Instructions to follow:
Count up the lines below containing the word "avoid", and give the result with no other words.
^^^^^^^^
PR #3707, opened 2020-07-20
BrowserStore sync checks

keianhzo:
- Under some conditions `mSessions` or `browserState` can be null during session loggin. Added null checks to avoid a crash.
- Added a check upon session addition into the `BrowserStore` to avoid adding a duplicated session.

### DIFF
--- a/app/src/common/shared/org/mozilla/vrbrowser/browser/engine/SessionStore.java
+++ b/app/src/common/shared/org/mozilla/vrbrowser/browser/engine/SessionStore.java
@@ -146,6 +146,9 @@ public class SessionStore implements
 
         if (BuildConfig.DEBUG) {
             mStoreSubscription = ComponentsAdapter.get().getStore().observeManually(browserState -> {
+                if (mSessions == null || browserState == null) {
+                    return null;
+                }
                 Log.d(LOGTAG, "Session status BEGIN");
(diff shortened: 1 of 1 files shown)


app/src/common/shared/org/mozilla/vrbrowser/browser/adapter/ComponentsAdapter.kt
```diff
@@ -27,9 +31,17 @@ class ComponentsAdapter private constructor(
...
+        if (store.state.tabs.stream().noneMatch {
+                    it.id == tab.id
+        }) {
+            store.dispatch(TabListAction.AddTabAction(
+                    tab = tab
+            ))
+
+        } else {
+            Log.e(LOGTAG, "Duplicated session add attempt: " + tab.id)
+        }
```
bluemarvin, line 44: If you would rather crash in this case, I was concerned that even after the previous patches we were still hitting a crash not realizing it was being caused by debug code.

bluemarvin: Since we don't seem to have any of these crashes in v11 I think it is safe to not check before storing.

keianhzo: I've removed the duplicated session code.

PR #3711, opened 2020-07-20
Use the lastest version of VRB

bluemarvin:


bluemarvin:
I found a crash, will wait to update until the crash fix lands in VRB.

PR #3754, opened 2020-08-03
Implement WebXR nativeFramebufferScaleFactor

### LINKED ISSUE #3724: Add support for WebXR nativeFramebufferScaleFactor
^^^^^^^^
Exercise output:
2